Given entries:
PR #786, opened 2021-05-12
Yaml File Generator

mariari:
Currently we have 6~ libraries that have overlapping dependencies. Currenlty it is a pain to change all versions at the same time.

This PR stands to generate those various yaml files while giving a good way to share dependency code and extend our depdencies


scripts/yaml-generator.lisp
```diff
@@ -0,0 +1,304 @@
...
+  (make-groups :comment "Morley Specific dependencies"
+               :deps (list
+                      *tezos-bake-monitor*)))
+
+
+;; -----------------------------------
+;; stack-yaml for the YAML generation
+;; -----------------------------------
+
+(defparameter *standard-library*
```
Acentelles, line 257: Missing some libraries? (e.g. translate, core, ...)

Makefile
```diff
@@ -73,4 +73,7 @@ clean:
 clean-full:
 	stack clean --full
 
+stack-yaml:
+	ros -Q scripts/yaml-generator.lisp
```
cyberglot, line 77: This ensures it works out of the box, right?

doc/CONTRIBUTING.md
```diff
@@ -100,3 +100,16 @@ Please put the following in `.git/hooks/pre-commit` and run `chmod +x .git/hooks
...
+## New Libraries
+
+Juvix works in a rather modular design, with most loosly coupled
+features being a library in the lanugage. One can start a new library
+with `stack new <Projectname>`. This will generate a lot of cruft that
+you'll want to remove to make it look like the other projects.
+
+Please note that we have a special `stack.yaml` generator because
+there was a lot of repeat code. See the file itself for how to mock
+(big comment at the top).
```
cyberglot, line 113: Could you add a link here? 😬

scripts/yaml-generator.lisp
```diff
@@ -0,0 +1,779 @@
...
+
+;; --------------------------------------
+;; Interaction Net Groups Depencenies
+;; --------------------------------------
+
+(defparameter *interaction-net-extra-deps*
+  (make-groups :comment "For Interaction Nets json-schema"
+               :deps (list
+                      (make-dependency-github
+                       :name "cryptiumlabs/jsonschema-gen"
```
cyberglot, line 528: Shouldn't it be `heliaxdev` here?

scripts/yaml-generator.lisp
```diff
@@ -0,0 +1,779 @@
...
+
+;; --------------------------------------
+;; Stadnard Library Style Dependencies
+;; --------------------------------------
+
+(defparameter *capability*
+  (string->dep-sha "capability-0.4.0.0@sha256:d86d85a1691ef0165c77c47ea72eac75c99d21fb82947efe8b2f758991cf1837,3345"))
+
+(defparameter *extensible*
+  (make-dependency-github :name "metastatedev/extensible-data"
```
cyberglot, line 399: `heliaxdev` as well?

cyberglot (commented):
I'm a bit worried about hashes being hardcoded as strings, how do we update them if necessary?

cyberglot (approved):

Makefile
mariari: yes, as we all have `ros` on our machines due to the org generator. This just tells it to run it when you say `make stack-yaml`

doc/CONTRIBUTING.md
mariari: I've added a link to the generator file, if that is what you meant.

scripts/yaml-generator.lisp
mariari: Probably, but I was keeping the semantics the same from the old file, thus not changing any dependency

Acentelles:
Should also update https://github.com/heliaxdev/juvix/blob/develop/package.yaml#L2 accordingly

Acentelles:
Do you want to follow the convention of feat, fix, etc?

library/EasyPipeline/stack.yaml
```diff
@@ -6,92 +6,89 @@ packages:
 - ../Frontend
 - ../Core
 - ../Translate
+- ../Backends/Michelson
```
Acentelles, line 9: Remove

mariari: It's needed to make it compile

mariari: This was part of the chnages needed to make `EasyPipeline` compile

What is needed: Filter the material above down to the lines that hold the word "github".

Output for this exercise:
+                      (make-dependency-github
+  (make-dependency-github :name "metastatedev/extensible-data"
Should also update https://github.com/heliaxdev/juvix/blob/develop/package.yaml#L2 accordingly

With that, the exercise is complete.